A 10-foot white pointer ripped off Terrence Manuel's right leg in 1974 as he struggled to scramble into a boat driven by his friend, John Talbot. The 26-year-old had been diving for sea snails in 30 feet of water when he suddenly burst through the surface and shouted "shark!" Talbot rushed to save his friend but was unable to prevent the attack and was instead forced to watch as Manuel bled to death in the water.

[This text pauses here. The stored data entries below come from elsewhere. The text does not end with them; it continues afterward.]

PR #1041, opened 2025-04-23
Eliminate three unnecessary log lines per worker

ponyisi:
Since we init an empty `TransformerStats` in each sidecar, we were getting three log entries from the print statement which were also quite confusing (i.e. "File does not exist:" and "None", with an empty string also). Clean this all up, backstop with a dummy message if there _is_ an issue.


BenGalewsky (approved):
Listen to the silence....

PR #1042, opened 2025-04-23
Upgrade TopCP codegen library dependencies

ponyisi:
Bump codegen library version to 1.2, enables science image tag choice and resolves security alerts


kyungeonchoi (approved):
Thanks! Next TopCP codegen PR will benefit from this!

PR #1044, opened 2025-04-24
Bump uproot science image to 5.6.0

ponyisi:
Better version to invoke (in particular we can get the ARM build)


BenGalewsky (approved):
Forward!

PR #1046, opened 2025-04-25
Add missing quotes that broke 1.6.1-RC2

ponyisi:
Needed because the memory limit is a string


BenGalewsky (approved):
What a difference a pair of quotes make...

PR #1051, opened 2025-05-02
improve local dev for server side development

MattShirley:
How to use:

1. Replace your local helm chart with the one available in this PR for: `helm/servicex/templates/app/deployment.yaml`
2. Update your local helm values file to include:
```app:
  environment: dev
  mountLocal: true
  reload: true
```
3. Install Overmind. You can view installation documentation here: https://github.com/DarthSim/overmind. While the instructions include installing tmux, you will also need to install ruby if not installed: `brew install ruby` or `sudo apt install ruby` or your OS's equivalent. Note that when installing Overmind via gem, you may need to install with the `--local-install` argument. i.e. `gem install overmind --user-install`. If you enable this option, Overmind will be installed in your home directory. You will need to locate it and make sure it is available in your path.
4. Navigate to your ServiceX checkout. You will need to set your ServiceX directory, your helm chart directory, and your helm values file as environment variables (the values file can be either absolute or relative to $CHART_DIR). My command is:
```LOCAL_DIR=/home/matt/Projects/ServiceX CHART_DIR=/home/matt/servicex VALUES_FILE=local-values.yaml overmind start```
5. Since that command is a bit unwieldy, I suggest adding aliases inside your `~/.bashrc` file.
```
alias servicex-up='cd ~/Projects/ServiceX && LOCAL_DIR=/home/matt/Projects/ServiceX VALUES_FILE=local-values.yaml CHART_DIR=/home/matt/servicex overmind start'
alias servicex-down='helm delete servicex'
alias servicex-start='servicex-up; servicex-down;'
```

Open a new terminal or execute `source ~/.bashrc` to reload your environment. Now you can start servicex with `servicex-start`. Killing the process will also uninstall the helm deployment (but minikube will still be running).

Once complete, this PR introduces two changes:

1. Changes to your local ServiceX checkout will be immediately reflected in your running app pods and gunicorn workers reloaded.
2. The minikube mount process and separate port forward processes are collected into a single Procfile and executed via Overmind.

overmind

### CODE REVIEW

File: servicex_app/servicex_app/transformer_manager.py [hunk 1]
```diff
@@ -41,288 +41,379 @@ class TransformerManager:
...
         volumes.append(
             client.V1Volume(
-                name='sidecar-volume',
-                empty_dir=client.V1EmptyDirVolumeSource())
+                name="sidecar-volume", empty_dir=client.V1EmptyDirVolumeSource()
+            )
         )
 
+        # Only mount local volumes in development environment with mountLocal enabled
+        if current_app.config.get(
```
MattShirley, line 124: This conditional block contains the new additions of this PR (the rest are because I ran `black` against the file).

ponyisi (approved):

ponyisi:
@MattShirley at some point let's add the documentation in the PR description to the docs directory

PR #1053, opened 2025-05-08
More general python codegen

ponyisi:
Allow the function signature
```
run_query(file_path, output_path: Path)
```
in addition to
```
run_query(file_path)
```
so Python transformers can create arbitrary ROOT file output.

### DIFF
--- a/code_generator_python/python_code_generator/templates/transform_single_file.py
+++ b/code_generator_python/python_code_generator/templates/transform_single_file.py
@@ -2,8 +2,10 @@ import os
 import sys
 import time
 from pathlib import Path
+import inspect
 import generated_transformer
-instance = os.environ.get('INSTANCE_NAME', 'Unknown')
+
+instance = os.environ.get("INSTANCE_NAME", "Unknown")
 default_tree_name = "servicex"
 default_branch_name = "branch"
 
@@ -18,18 +20,23 @@ def transform_single_file(file_path: str, output_path: Path, output_format: str)
     try:
         stime = time.time()
 
-        # We first see if the function has the signature to directly write output
+        # We first see if the function takes two parameters; if so we assume the second
+        # will be interpreted as the file name for the output.
         # If it doesn't, then we assume it's giving us back awkward array results
-        try:
+
+        provided_signature = inspect.signature(generated_transformer.run_query)
+        if len(provided_signature.parameters) == 2:
             generated_transformer.run_query(file_path, str(output_path))
             if not output_path.exists():
-                raise RuntimeError("Transformation did not produce expected output file "
-                                   f"{output_path}")
+                raise RuntimeError(
+                    "Transformation did not produce expected output file "
+                    f"{output_path}"
+                )
             ttime = time.time()
             etime = time.time()
             wtime = time.time()
             total_events = 0
-        except AttributeError:
+        else:
             import awkward as ak
             import uproot
             import pyarrow.parquet as pq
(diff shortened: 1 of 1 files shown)


BenGalewsky:
I don't understand how this works? How does the sidecar know to pick up the user specified file?

ponyisi:
@BenGalewsky The sidecar tells the codegen shim what file name to produce. This PR introduces a route where user code can just directly produce this file, instead of returning an awkward array which the codegen shim then writes to that file.

code_generator_python/python_code_generator/templates/transform_single_file.py
```diff
@@ -22,58 +18,74 @@ def transform_single_file(file_path: str, output_path: Path, output_format: str)
...
+        except AttributeError:
+            import awkward as ak
+            import uproot
+            import pyarrow.parquet as pq
+            import numpy as np
+
+            output = generated_transformer.run_query(file_path)
+
+            ttime = time.time()
+            if output_format == 'root-file':
```
gordonwatts: What about parquet, or all the other output formats that are allowed?

gordonwatts (commented):
The if statements here are getting quite complex. I don't think we have any tests for this. Is this getting to the point we need those?

code_generator_python/python_code_generator/templates/transform_single_file.py
ponyisi: Well, this is why we should really have a "raw" option for the output format. The most obvious need for this code path is running `RDataFrame` transformations, where the output is in fact going to be a ROOT file. 

Conceptually I guess the big question is whether we want to try to share the Python transformer code between the uproot science image (where a "translate awkward output to root/parquet" step is natural) and the C++ ROOT image (where in the end the user writing the Python code is responsible for the output ... unless we ask them to return an RDF object for snapshotting, or something - note this isn't an entirely implausible route, it's possible to do RDF -> Awkward -> Parquet).

gordonwatts: Ah, that is a good point. In my mind I was thinking this was common code.

We have a capabilities matrix, right - so the user can't request an unsupported format? Or if you request parquet from somethign that doesn't support it you get back root? I can't remember how we handle that now (in the old days, we'd just make best effort to pay attention to that request).

ponyisi: @gordonwatts It's actually a lot sillier. Basically, the format request is a hint as far as ServiceX is concerned; *if* the transformer says it can only make root, and the user requests parquet, the sidecar will do a translation, but otherwise it is ignored by the common ServiceX infrastructure and is only interpreted by the individual transformers. (So in particular, if we had something that could only output parquet but we requested root, we would just get the parquet output if the transformer didn't put in its own protections.)

In the case of the old python transformers, we could still play this game somewhat sensibly since the transformation returned an awkward array and we could then write it as root or parquet. But if we allow the function to directly write its output (and that's really the only sensible option in the RDF world, unless we demand it return a `RDataFrame` ?) then we no longer have control over what, in fact, gets made, and we should be very careful about implying that the data type flag actually means anything.

Strictly speaking we could restrict the capabilities of the user code here quite a bit and *force* people to use `RDataFrame` in their Python code (as opposed to the current setup, which allows any valid PyROOT code) - thing is, at the moment the code has all capabilities of the uproot-raw transformer other than writing parquet, while we'd have to do some additional interface design if we wanted to keep all capabilities but restrict the users to RDF). Maybe best to discuss on Thursday.

MattShirley (approved):

code_generator_python/python_code_generator/templates/transform_single_file.py
```diff
@@ -22,58 +18,74 @@ def transform_single_file(file_path: str, output_path: Path, output_format: str)
...
         stime = time.time()
 
-        output = generated_transformer.run_query(file_path)
-
-        ttime = time.time()
-
-        if output_format == 'root-file':
+        # We first see if the function has the signature to directly write output
+        # If it doesn't, then we assume it's giving us back awkward array results
+        try:
```
BenGalewsky: This is getting so ugly... could you please use the [`inspect.signature`](https://docs.python.org/3/library/inspect.html#introspecting-callables-with-the-signature-object) instead of this exception to make it a little more obvious what the intention is

ponyisi: ok

code_generator_python/python_code_generator/templates/transform_single_file.py
ponyisi: Anyway to be clear the new code path just ignores the `output_format` attribute completely - the particular code you highlighted comes into play only if the user-provided code returns an awkward array, in which case we need to decide what to do with it.

BenGalewsky (approved):
I'm happy with this now....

Cliff Zimmerman was diving for abalone with his friend Randall Fry off the coast of California in 2004 when disaster struck. Zimmerman reported that he turned from Fry for a millisecond before hearing a "whooshing sound" and feeling the water move "as if a boat went by". He spun around to see Fry gone and a shark fin surfacing momentarily before the surrounding water turned red. Zimmerman swam for his life; his companion's severed head and body were found separately the following day.
Rodney Fox, then 13, was defending his Australian spear-fishing title in 1953 when a great white shark grabbed him round the middle and dragged him through the water upside down. The predator released him as he gouged its eyes, but soon returned and attacked again. Fox jammed his arm down the beast's throat and pulled it free again, ripping the flesh from his arm. The shark released him and then returned a third time, dragging Fox along the Ocean floor.
After nearly drowning, the teenager was released and pulled aboard a nearby boat with his ribcage, lungs and upper stomach exposed. Miraculously, his main arteries remained intact and he survived after four hours of surgery and 360 stitches.
The first recorded victim of a shark attack, British merchant sailor Brook Watson was swimming in the harbour of Havana in 1749 when a shark attacked him once and then came back for more. The 14-year-old's crewmates saw the attack and dragged him from the bloody water, saving his life. Despite losing a foot to the shark and later having his leg amputated, Watson went on to serve for nine years as a Member of Parliament before becoming the Lord Mayor of London.